Atlanta World Assumption; refresh on the L1 norm's other names.
15 Mar 2022I saw a paper on arXiv, Lim2022, that used the ‘Atlanta world assumption,’ and since I didn’t know what that was, I learned about it today.
From SD2004, the Atlanta world assumes “multiple pairs of orthogonal vanishing directions.” This assumption is in contrast to the Manhattan world assumption, where the “scene is built on a Cartesian grid,” CY2000. In other words, under the Manhattan world assumptions planes are axis-aligned.
The world assumptions are used in robotics.
Then I got thinking about Manhattan distance. The Manhattan distance, or taxicab distance, are different names for the same distance. Also the same distance is the Minkowski distance, when p = 1. The Manhattan distance is also analogous to the L1-norm.

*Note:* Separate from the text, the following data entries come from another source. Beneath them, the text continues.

PR #641, opened 2026-07-27
ci: allow KaiBench evaluation to run on a labelled pull request

jordanrburger:
## Why

KaiBench could only be evaluated on a release tag (`release.yml` calls `kaibench.yml` on `v*` pushes) or by dispatching `kaibench.yml` by hand. **There was no way to trigger it from a pull request.**

This surfaced while trying to validate #640 against the suite: automation that holds `pull_requests: write` but not `actions: write` gets a 403 on `workflow_dispatch`, so it could not start a run and had to hand the commands to a human.

## What

Labelling a PR **`run-kaibench`** now calls `kaibench.yml` via `workflow_call`.

- **Opt-in, not automatic** — a full run takes ~30–60 min and spends real Vertex quota.
- **Forks excluded** — the evaluation needs secrets.
- **Own concurrency group with `cancel-in-progress`** — a new commit supersedes an in-flight evaluation instead of queueing 45 minutes behind it.
- **Job-level `permissions`** (`contents`/`actions`/`packages: read`), mirroring `release.yml`'s top-level block, so CI's global permissions are untouched.
- `build` now skips `labeled` events, so labelling a fork PR doesn't rerun the 3-version matrix for nothing.

Results are reported through a separate `kaibench_gate` job that **fails on regressions, not on absolute failures** — the suite doesn't pass 100% of its questions, so gating on `failed == 0` would be permanently red. A regression is a question that passed on the baseline run and no longer does.

## Three defects found while wiring this up

1. **The baseline lookup never worked under `workflow_call`.** It used `gh run list --workflow kaibench.yml`, which returns nothing — `kaibench.yml` is always invoked via `workflow_call`, so runs are recorded under the *calling* workflow. Now located through the artifact index. This must be paginated: the repo has ~3,300 artifacts and the KaiBench ones sit well past the first page, so a `per_page=100` lookup silently finds nothing.
2. **"0 regressions" was indistinguishable from "no baseline to compare against."** That would have made the new gate pass silently whenever no baseline existed — the worst failure mode for a merge gate. `kaibench-parse-results.py` now emits `baseline_run`, and the gate warns loudly instead of going quietly green.
3. **`--regression-only` is not a valid CLI option** — it's `--regression` (`kaibench/cli.py`). Typer rejects the unknown option; because the step is `continue-on-error`, the run failed silently. Only reachable via the `regression_only` dispatch input, so default runs were unaffected.

## Verification

- Both workflows parse; `kaibench-parse-results.py` compiles.
- Parse script on a fixture where Q2 went pass→fail and Q3 fail→pass: `regressions=1`, `baseline_run=run_old`. With no baseline: `regressions=0`, `baseline_run=` empty.
- Gate script exercised across all four paths: regression → exit 1; clean → exit 0; no baseline → exit 0 **with a warning**; evaluation didn't complete → exit 1.
- Baseline lookup dry-run against this repo resolves run `28088724816` — the v1.72.6 release evaluation from 2026-06-24, unexpired. So the first labelled PR has a real baseline.
- `--regression-only` rejection reproduced directly: `No such option: --regression-only  Did you mean --regression?`

## Follow-up, deliberately not in scope

Baselines come only from release tags, so a PR is compared against the last release (currently v1.72.6, ~5 weeks old). A scheduled run on `main` would keep the baseline current; a stale baseline still needs solver match and sufficient question overlap to be meaningful.

Requires the `run-kaibench` label to exist on this repo.

### DIFF
--- a/.github/scripts/kaibench-parse-results.py
+++ b/.github/scripts/kaibench-parse-results.py
@@ -32,11 +32,15 @@ status = 'passed' if m['failed'] == 0 and m.get('errors', 0) == 0 and partial_co
 print(f"status={status}")
 
 # Count regressions vs previous run (downloaded into prev-results/)
+# `baseline_run` stays empty when no comparison happened, so callers can tell "0 regressions"
+# apart from "never compared" — the two look identical otherwise.
 regressions = 0
+baseline_run = ''
 prev_runs = sorted(Path('prev-results').glob('run_*'), key=lambda p: p.stat().st_mtime) if Path('prev-results').exists() else []
 if prev_runs:
     prev_file = prev_runs[-1] / 'results.jsonl'
     if prev_file.exists() and results_file.exists():
+        baseline_run = prev_runs[-1].name
         prev_by_qid = {}
         for line in prev_file.read_text().splitlines():
             if line.strip():
@@ -51,3 +55,4 @@ if prev_runs:
                 if prev_by_qid[qid].get('status') == 'passed' and r.get('status') not in ('passed', 'skipped'):
                     regressions += 1
 print(f"regressions={regressions}")
+print(f"baseline_run={baseline_run}")
--- a/.github/workflows/ci.yml
+++ b/.github/workflows/ci.yml
@@ -7,7 +7,12 @@ name: CI
 # - For pull requests from branches in this repository, the workflow is skipped to avoid running it twice (once for the
 #   push and once for the PR).
 # - The full workflow (including jobs requiring secrets) runs only on pushes events to branches in this repository
-on: [ push, pull_request ]
+# - KaiBench evaluation is opt-in per pull request: add the `run-kaibench` label. It is the one job that
+#   deliberately runs on `pull_request` (it needs the PR's labels), so it is not double-run by the push event.
+on:
+  push:
+  pull_request:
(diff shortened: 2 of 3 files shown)


jordanrburger:
Found a fourth defect while testing this end-to-end: **the KaiBench checkout is currently broken on `main`.**

Dispatching `kaibench.yml` on a branch fails at *Checkout KaiBench* with `Not Found` — GitHub's 404-for-inaccessible-private-repo. The same checkout succeeded on 2026-06-24 (v1.72.6 release run `28088724816`), so this broke between then and now: the KaiBench repo has since been transferred out of the `keboola-rnd` org and now lives at `keboola/KaiBench`.

**`KAIBENCH_REPO_TOKEN` needs re-issuing** with read access to `keboola/KaiBench` — either it was scoped to `keboola-rnd` resources and the transfer orphaned it, or it expired. That's a secret rotation, so it can't be fixed in this PR, and **KaiBench evaluation cannot run until it is** — including via the new label path.

I've also updated the `repository:` value to the canonical `keboola/KaiBench`. To be clear, that is *not* the fix: the token 404s under either name (the redirect itself resolves fine). It just removes a red herring from the next person's diagnosis.

Matovidlo (approved):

Or, one could say that the Manhattan distance is a p-norm with p = 1 TB1997, lecture 3, norms and a metric. To conclude, all of these distances / norms are equivalent:
- Manhattan distance,
- Taxicab distance,
- Minkowski distance with p = 1,
- L1 norm,
- p-norm with p = 1.
More reading
[Lim2022] H. Lim et al., “A Single Correspondence Is Enough: Robust Global Registration to Avoid Degeneracy in Urban Environments,” arXiv:2203.06612 [cs], Mar. 2022, Accessed: Mar. 15, 2022. [Online]. Available: http://arxiv.org/abs/2203.06612.

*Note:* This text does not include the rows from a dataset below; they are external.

PR #646, opened 2026-07-28
feat(storage): add get_shared_buckets and link_shared_bucket tools [AI-3243]

Matovidlo:
## Description

**Linear**: [AI-3243](https://linear.app/keboola/issue/AI-3243/support-16377-add-keboola-mcp-tool-to-enumerate-shared-with-me-data) (SUPPORT-16377)

**RFC**: [feature_spec/list_shared_buckets/RFC.md](feature_spec/list_shared_buckets/RFC.md)

### Change Type

### Summary

Adds two new Storage tools for the Data Catalog "Shared with me" view:

- **`get_shared_buckets`** — wraps `GET /v2/storage/branch/{branch}/shared-buckets` to list buckets other projects have shared with this one that aren't linked yet. Today `get_buckets` only returns buckets already in the project (including already-linked shares) — there was no way for an agent to answer "what could I link?".
- **`link_shared_bucket`** — wraps `POST /v2/storage/branch/{branch}/buckets` (verified against `keboola/storage-api-php-client`'s `linkBucket()` — the ticket's suggested `/buckets/{id}/link` path does not exist) to link a discovered shared bucket into the project.

**Context-size guardrail**: when this ticket was triaged, the objection to shipping it as-is was that an unbounded shared-buckets list could dump too much into the agent's context for large organizations. `get_shared_buckets` is paginated (`limit`/`offset`, default 50, max 100, mirroring the `search` tool's convention) specifically to close that objection — `total_count` and a `message` field tell the agent whether to page further.

New module `tools/storage/shared_buckets.py` (kept separate from `tools/storage/tools.py`, already 1000+ lines) wired in via `tools/storage/__init__.py`.

## Testing

- [x] Unit tests added/updated:
  - `tests/tools/storage/test_shared_buckets.py` — model field mapping, pagination/limit-clamping, stage-derivation-from-ID-prefix, link success path
  - `tests/clients/test_storage.py` — `shared_bucket_list`/`bucket_link` endpoint/payload assertions
  - `tests/test_server.py` — updated tool list

### Optional testing

## Checklist

- [x] Self-review completed
- [ ] Integration tests added/updated (if applicable) — deferred: no test project with a real pending share available; `get_shared_buckets`/`link_shared_bucket` are unit-tested against mocked responses matching the verified API contract
- [x] Project version bumped according to the change type (1.73.4 → 1.74.0)
- [x] Documentation updated (`TOOLS.md` regenerated)


Matovidlo:
@claude review

src/keboola_mcp_server/tools/storage/shared_buckets.py
```diff
@@ -0,0 +1,189 @@
...
+            tags={STORAGE_TOOLS_TAG},
+        )
+    )
+    mcp.add_tool(
+        FunctionTool.from_function(
+            link_shared_bucket,
+            annotations=ToolAnnotations(destructiveHint=False),
+            serializer=toon_serializer_compact,
+            tags={STORAGE_TOOLS_TAG},
+        )
```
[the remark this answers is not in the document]
Matovidlo: `destructiveHint=False` here is intentional, not an oversight. Per the MCP tool-annotation semantics, `destructiveHint` marks whether the tool performs *destructive updates* vs *purely additive* ones — `link_shared_bucket` only creates a brand-new local bucket, it doesn't modify or delete any existing resource. That matches this repo's existing convention for creation tools: `create_config` uses the identical `ToolAnnotations(destructiveHint=False)` (`tools/components/tools.py:146`) despite also being a side-effecting POST. `update_descriptions` (`destructiveHint=True`) is a different case — it overwrites existing state. Keeping `False` here for consistency with the create-tool pattern.

src/keboola_mcp_server/tools/storage/shared_buckets.py
```diff
@@ -0,0 +1,189 @@
...
+        limit = DEFAULT_SHARED_BUCKETS_LIMIT
+    offset = max(0, offset)
+
+    client = KeboolaClient.from_state(ctx.session.state)
+    raw_shared_buckets = await client.storage_client.shared_bucket_list()
+    all_buckets = sorted((SharedBucketDetail.model_validate(raw) for raw in raw_shared_buckets), key=lambda b: b.id)
+
+    total_count = len(all_buckets)
+    page = all_buckets[offset : offset + limit]
```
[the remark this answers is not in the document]
Matovidlo: **Fixed** ✅ in commit 058ca512f0536ace8bd0cf24ef54804691b3a723

Sort/slice the raw dicts first, then validate only the requested page into `SharedBucketDetail` (shared_buckets.py:134-138), instead of building Pydantic models for the full list before slicing.

cjayyy (commented):
Review of the shared-buckets tools. Overall a well-researched change — verifying the link endpoint against `keboola/storage-api-php-client` rather than trusting the ticket's suggested `/buckets/{id}/link` path was the right call, and I independently confirmed both contract claims hold: `Client::linkBucket()` does post to `buckets` with exactly that payload, and `BranchAwareClient::request()` does rewrite it to `branch/{id}/buckets` (`buckets` is not in `START_ENDPOINTS_WITHOUT_BRANCH`). The tool-side pagination is also a correct read of the endpoint — `listSharedBuckets()` accepts only `include`, no `limit`/`offset` — and it genuinely closes the "non-pageable" triage objection.

One blocker (inline on `shared_buckets.py`): `BucketDetail.model_validate()` on the link response assumes a shape the reference client treats as `{id}` only, and the unit test mock hides it. Everything else is minor.

Security: nothing concerning. No new auth surface, no injection vectors (IDs go into a JSON body), no secrets logged, and `linked_by` only exposes what the Data Catalog UI already shows.

src/keboola_mcp_server/tools/storage/shared_buckets.py
```diff
@@ -0,0 +1,201 @@
...
+
+    client = KeboolaClient.from_state(ctx.session.state)
+    raw_bucket = await client.storage_client.bucket_link(
+        name=target_bucket_name,
+        stage=stage,
+        source_project_id=source_project_id,
+        source_bucket_id=source_bucket_id,
+        display_name=display_name,
+    )
+    return BucketDetail.model_validate(raw_bucket)
```
cjayyy: **Blocker: this will likely raise `ValidationError` — `POST /buckets` appears to return only `{id}`.**

`BucketDetail` has required fields `id`, `name`, `display_name`, `stage`, `created`. But in `keboola/storage-api-php-client`, both `linkBucket()` and `createBucket()` are typed and used as if the response carries `id` alone:

```php
/** @var array{id: string} $result */
$result = $this->apiPostJson($url, $options, $async);
return $result['id'];
```

The reference client never reads any other field off this response. The RFC states "the link response has the same shape as `bucket_detail`" — that's the one contract claim in the RFC that isn't backed by the reference client, and the unit test mocks a full payload so it passes without telling us anything about the real shape.

The failure mode is bad: the link **already succeeded** server-side (non-idempotent, no retry path), and the agent gets an opaque validation error. Suggest fetching the detail explicitly so the documented return type is guaranteed:

```python
raw_bucket = await client.storage_client.bucket_link(...)
bucket_id = cast(str, raw_bucket['id'])
return BucketDetail.model_validate(await client.storage_client.bucket_detail(bucket_id))
```

One extra call, and the tool's contract holds regardless of what `POST /buckets` returns. Alternatively, verify against a live response first — the RFC's step 5 (manual smoke test against a project with a real share) would settle it.

Related: `linkBucket($name, $stage, $sourceProjectId, $sourceBucketId, $displayName = null, $async = false)` takes an `$async` flag and `apiPostJson(..., $handleAsyncTask)`, so it's worth confirming the sync path doesn't return a job envelope (`{id, status, url}`) for large shares. If it can, this fix becomes mandatory rather than defensive.

src/keboola_mcp_server/tools/storage/shared_buckets.py
```diff
@@ -0,0 +1,201 @@
...
+        LOG.warning(
+            f'The "limit" parameter is out of range (0, {MAX_SHARED_BUCKETS_LIMIT}], setting to default value '
+            f'{DEFAULT_SHARED_BUCKETS_LIMIT}.'
+        )
+        limit = DEFAULT_SHARED_BUCKETS_LIMIT
+    offset = max(0, offset)
+
+    client = KeboolaClient.from_state(ctx.session.state)
+    raw_shared_buckets = await client.storage_client.shared_bucket_list()
+    raw_shared_buckets = sorted(raw_shared_buckets, key=lambda raw: raw['id'])
```
cjayyy: `raw['id']` raises a bare `KeyError` if any item lacks `id`, taking down the whole listing. Every other field in the model tolerates absence, so this is the one spot where a malformed payload fails without a useful message.

```suggestion
    raw_shared_buckets = sorted(raw_shared_buckets, key=lambda raw: raw.get('id') or '')
```

`SharedBucketDetail.id` is required so validation would still fail downstream — but with a Pydantic error that names the field.

(The stable sort itself is the right call — without it, pagination over an unpaginated upstream would be non-deterministic across calls.)

src/keboola_mcp_server/tools/storage/shared_buckets.py
```diff
@@ -0,0 +1,201 @@
...
+    stage: str = Field(description='Stage of the shared bucket (in for input stage, out for output stage).')
+    description: str | None = Field(None, description='Description of the shared bucket.')
+    project_id: str | None = Field(default=None, description='The ID of the project the shared bucket belongs to.')
+    project_name: str | None = Field(default=None, description='The name of the project the shared bucket belongs to.')
+    sharing: str | None = Field(
+        default=None,
+        description=(
+            "Sharing scope: 'organization' (all projects in the organization), "
+            "'organization-project' (all projects in the source project's organization), or "
+            "'specific-projects' (only projects explicitly targeted)."
```
cjayyy: Two issues with this enum documentation — and since it's what the agent reasons over, imprecision has real cost:

1. **A fourth scope is missing.** The PHP client exposes four sharing paths: `shareOrganizationBucket`, `shareOrganizationProjectBucket`, `shareBucketToProjects`, and `shareBucketToUsers` — so a `specific-users` scope exists and isn't documented here.
2. **The two org descriptions don't distinguish themselves.** "all projects in the organization" vs "all projects in the source project's organization" reads as the same thing; the actual difference isn't conveyed.

Worth pinning the exact server-side value set (and their real semantics) before shipping, since the agent may filter or explain based on this text.

src/keboola_mcp_server/tools/storage/shared_buckets.py
```diff
@@ -0,0 +1,201 @@
...
+    """A bucket shared with this project (Data Catalog "Shared with me") that may not be linked yet."""
+
+    id: str = Field(description='Unique identifier of the shared bucket in its source project.')
+    display_name: str = Field(
+        description='The display name of the shared bucket.',
+        validation_alias=AliasChoices('displayName', 'display_name'),
+    )
+    stage: str = Field(description='Stage of the shared bucket (in for input stage, out for output stage).')
+    description: str | None = Field(None, description='Description of the shared bucket.')
+    project_id: str | None = Field(default=None, description='The ID of the project the shared bucket belongs to.')
```
cjayyy: Storage API project IDs come back as JSON integers. `ProjectInfo.project_id` in `tools/project.py:102` is declared `str | int` for exactly this reason.

As written, Pydantic coerces `123` → `'123'`, and then `link_shared_bucket(source_project_id: str)` round-trips a stringified int back to the API. It works, but `str | int` matches the codebase's existing accommodation and avoids the implicit coercion.

src/keboola_mcp_server/tools/storage/shared_buckets.py
```diff
@@ -0,0 +1,201 @@
...
+        description='Total data size of the shared bucket in bytes.',
+        validation_alias=AliasChoices('dataSizeBytes', 'data_size_bytes'),
+    )
+
+    @model_validator(mode='before')
+    @classmethod
+    def set_project_fields(cls, values: dict) -> dict:
+        if project := cast(dict | None, get_nested(values, 'project')):
+            values.setdefault('project_id', project.get('id'))
+            values.setdefault('project_name', project.get('name'))
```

[SD2004] G. Schindler and F. Dellaert, “Atlanta world: an expectation maximization framework for simultaneous low-level edge grouping and camera calibration in complex man-made environments,” in Proceedings of the 2004 IEEE Computer Society Conference on Computer Vision and Pattern Recognition, 2004. CVPR 2004., Washington, DC, USA, 2004, vol. 1, pp. 203–209. doi: 10.1109/CVPR.2004.1315033. Available: Georgia Tech.

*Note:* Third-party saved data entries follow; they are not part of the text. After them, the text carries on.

PR #652, opened 2026-08-03
feat(AI-3112): support keboola.duckdb-transformation via generic config tools

Matovidlo:
## Description

**Linear**: [AI-3112](https://linear.app/keboola/issue/AI-3112/kai-supporting-creation-of-duckdb-transformations)

### Change Type

### Summary

Adds `keboola.duckdb-transformation` as a supported transformation type, routed through the
existing generic `create_config`/`update_config` tools — the same path Python/R transformations
already use. `create_sql_transformation`/`update_sql_transformation` stay Snowflake/BigQuery-only,
since their component ID is derived from the project's workspace SQL dialect and DuckDB has no
cloud workspace backend.

Changes:
- `utils.py`: new `DUCKDB_TRANSFORMATION_ID` constant, added to `FOLDER_SUPPORTING_COMPONENT_IDS`
  so folder metadata management works the same as for Python/R.
- `tools.py`: docstrings for `create_config`, `update_config`, `create_sql_transformation`, and
  `update_sql_transformation`, plus the `update_sql_transformation` 404 error message, updated to
  mention DuckDB alongside Python/R so the model routes DuckDB requests correctly on both the
  create and update paths.
- No new tools, no workspace changes. DuckDB-specific sync actions (`syntax_check`,
  `lineage_visualization`, `execution_plan_visualization`, `expected_input_tables`) and config
  parameters (`backend_size`, `timeout`, `duckdb_version`, etc.) require no new code — they're
  already handled generically by `run_sync_action` and the opaque-JSON `parameters` field.

RFC: `feature_spec/duckdb_transformation_support/RFC.md`

### Design note (per @tomasfejfar's review)

DuckDB transformations are conceptually SQL transformations, and ideally would go through
`create_sql_transformation`/`update_sql_transformation` like Snowflake/BigQuery, not the
Python/R-oriented `create_config`/`update_config` path. That's a real limitation of this PR, not
a design preference — `create_sql_transformation`'s component ID is derived from
`WorkspaceManager.get_sql_dialect()`, which only maps Snowflake/BigQuery (DuckDB has no cloud
workspace to plug into), so making DuckDB fit there is a larger change than this PR's scope.
This is exactly what [AI-3662](https://linear.app/keboola/issue/AI-3662/consolidate-transformation-tools-and-move-guidance-into-project-system)
(linked above) is scoped to address — tracking it explicitly here so it isn't lost.

### Resolved: `get_config_examples`/`get_components` discovery gap

Both tools the system prompt directs an agent to consult before `create_config` initially returned
nothing usable for `keboola.duckdb-transformation` — the underlying example database lives in a
separate service (`keboola/kai-bot`, `component_configuration_examples.jsonl`) and had no entry
for this component. [keboola/kai-bot#236](https://github.com/keboola/kai-bot/pull/236) (merged
2026-08-20) added one, so `get_config_examples` now returns a real example. The inline DuckDB
stopgap example that had been added to `create_config`'s docstring for this gap has been removed
(per @tomasfejfar's review).

## Testing

### Optional testing

## Checklist

- [x] Self-review completed

### DIFF
--- a/TOOLS.md
+++ b/TOOLS.md
@@ -245,6 +245,14 @@ WHEN NOT TO USE:
 - `keboola.data-apps` → use `modify_python_js_data_app` / `modify_streamlit_data_app` / `deploy_data_app`
 - `keboola.snowflake-transformation` / `keboola.google-bigquery-transformation` → use `create_sql_transformation`
 
+DUCKDB TRANSFORMATION EXAMPLE (`component_id='keboola.duckdb-transformation'`) — `get_config_examples`
+may not have real-world examples for this component yet, so `parameters` follows the same
+`blocks[].codes[].script` shape as `create_sql_transformation`, using DuckDB SQL:
+    {"blocks": [{"name": "Clean data", "codes": [{"name": "Dedupe", "script": [
+        'CREATE OR REPLACE TABLE "clean" AS SELECT * FROM "raw" '
+        'QUALIFY ROW_NUMBER() OVER (PARTITION BY "id" ORDER BY "updated_at" DESC) = 1;'
+    ]}]}]}
+
 EXAMPLES:
 - user_input: `Create a new configuration for component X with these settings`
     - set the component_id and configuration parameters accordingly
@@ -820,7 +828,9 @@ WHEN TO USE:
 
 Updates an existing root component configuration by modifying its parameters, storage mappings, name or description.
 Not for SQL transformations (`keboola.snowflake-transformation` / `keboola.google-bigquery-transformation`),
-data apps (`keboola.data-apps`) or flows — use the dedicated tools (see WHEN NOT TO USE).
+data apps (`keboola.data-apps`) or flows — use the dedicated tools (see WHEN NOT TO USE). This IS the tool for
+updating Python (`keboola.python-transformation-v2`), R (`keboola.r-transformation-v2`) and DuckDB
+(`keboola.duckdb-transformation`) transformations.
 
 This tool allows PARTIAL parameter updates - you only need to provide the fields you want to change.
 All other fields will remain unchanged.
--- a/TOOLS.md
+++ b/TOOLS.md
@@ -185,7 +185,9 @@ EXAMPLES:
 
 Creates a root component configuration using the specified name, component ID, configuration JSON, and description.
 Not for SQL transformations (`keboola.snowflake-transformation` / `keboola.google-bigquery-transformation`),
-data apps (`keboola.data-apps`) or flows — use the dedicated tools (see WHEN NOT TO USE).
+data apps (`keboola.data-apps`) or flows — use the dedicated tools (see WHEN NOT TO USE). This IS the tool for
+Python (`keboola.python-transformation-v2`), R (`keboola.r-transformation-v2`) and DuckDB
+(`keboola.duckdb-transformation`) transformations.
 
 BEFORE CALLING - REQUIRED STEPS:
 1. Call `get_components([component_id])` to retrieve the component's `configuration_schema`.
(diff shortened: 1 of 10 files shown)


Matovidlo:
@claude review

Matovidlo:
Rebased onto the AI-3664 fix branch (`martinvasko-ai-3664-migrate-flow-integration-tests-off-legacy-orchestrator`) as an interim step to unblock Integration Tests, which were failing due to the now-disabled legacy Orchestrator flow API (see #653). This PR's diff will temporarily include #653's commits until that PR merges to `main`, at which point I'll rebase this branch onto `main` to drop the duplication.

tomasfejfar:
:eyes:

tomasfejfar (changes requested):
Doesn't do the same for update. 

Also, while it works, it's not great. DuckDB transformation is essentially a SQL transformation and should be treated as such. Limitations of our tool shouldn't dictate that it goes to code-like transformations. But I wouldn't block on that alone. The missing update is the blocker.

tomasfejfar:
Also:

> Friction summary: get_components and get_config_examples — the two tools the system prompt explicitly directs you to consult before calling create_config — return nothing usable for keboola.duckdb-transformation. The only way to actually learn the config shape was docs_query, and even that needed a second, more targeted question after the first answer resolved to the wrong (but similarly-named) component. A user following the documented discovery steps literally would hit two dead ends before finding a working path.

Matovidlo:
@tomasfejfar Fixed the blocker: \`update_config\`'s docstring now mirrors \`create_config\`'s — explicitly names Python/R/DuckDB as component IDs it handles, not just the \`update_sql_transformation\` 404 fallback message.

On the design point: agreed, and not blocking this alone as you said — added a "Design note" section to the PR description linking [AI-3662](https://linear.app/keboola/issue/AI-3662/consolidate-transformation-tools-and-move-guidance-into-project-system) explicitly as the tracked place to fix DuckDB properly (its own SQL-transformation-like tool) rather than the generic-config workaround this PR ships.

On the friction report: traced it all the way through — \`get_config_examples\`/\`get_components\` return nothing usable for this component because the underlying example database (a separate service, \`keboola/kai-bot\`) genuinely has no entry for \`keboola.duckdb-transformation\` yet, not a bug on this side. Filed keboola/kai-bot#236 (draft) adding one, and added a compact inline DuckDB example directly to \`create_config\`'s docstring as a stopgap until that lands.

Rebased onto main, version bumped, full suite + ruff + check-tools-docs green.

TOOLS.md
```diff
@@ -228,6 +230,14 @@ WHEN NOT TO USE:
 - `keboola.data-apps` → use `modify_python_js_data_app` / `modify_streamlit_data_app` / `deploy_data_app`
 - `keboola.snowflake-transformation` / `keboola.google-bigquery-transformation` → use `create_sql_transformation`
 
+DUCKDB TRANSFORMATION EXAMPLE (`component_id='keboola.duckdb-transformation'`) — `get_config_examples`
```
tomasfejfar: It doesn't feel right to put example of niche component into prompt like this. 

There is already https://github.com/keboola/kai-bot/pull/236/changes merged, no?

tomasfejfar (approved):
I still think duckdb should be sql transformation to prevent the logic tension of "do not use create_sql_transformation for creating SQL for duck db" 😁

TOOLS.md
Matovidlo: **Fixed** ✅ in commit 18ccb3472d9b4f2966a8af58811253f04bd62150

Agreed — removed the inline "DUCKDB TRANSFORMATION EXAMPLE" stopgap block from create_config's docstring and regenerated TOOLS.md. keboola/kai-bot#236 merged on 2026-08-20, so get_config_examples now returns a real example for keboola.duckdb-transformation and the inline stopgap is no longer needed.

tomasfejfar (approved):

[Minkowski] “Minkowski distance,” Wikipedia. Jan. 14, 2022. Accessed: Mar. 15, 2022. [Online]. Available: Wikipedia.
[Taxicab] “Taxicab geometry,” Wikipedia. Jan. 21, 2022. Accessed: Mar. 15, 2022. [Online]. Available: Wikipedia.
[CY2000] J. Coughlan and A. L. Yuille, “The Manhattan World Assumption: Regularities in Scene Statistics which Enable Bayesian Inference,” in Advances in Neural Information Processing Systems, 2000, vol. 13. [Online]. Available: NeurIPS.
[TB1997] Lloyd N. Trefethen; David Bau III. 1997. Numerical Linear Algebra. ISBN 9780898713619.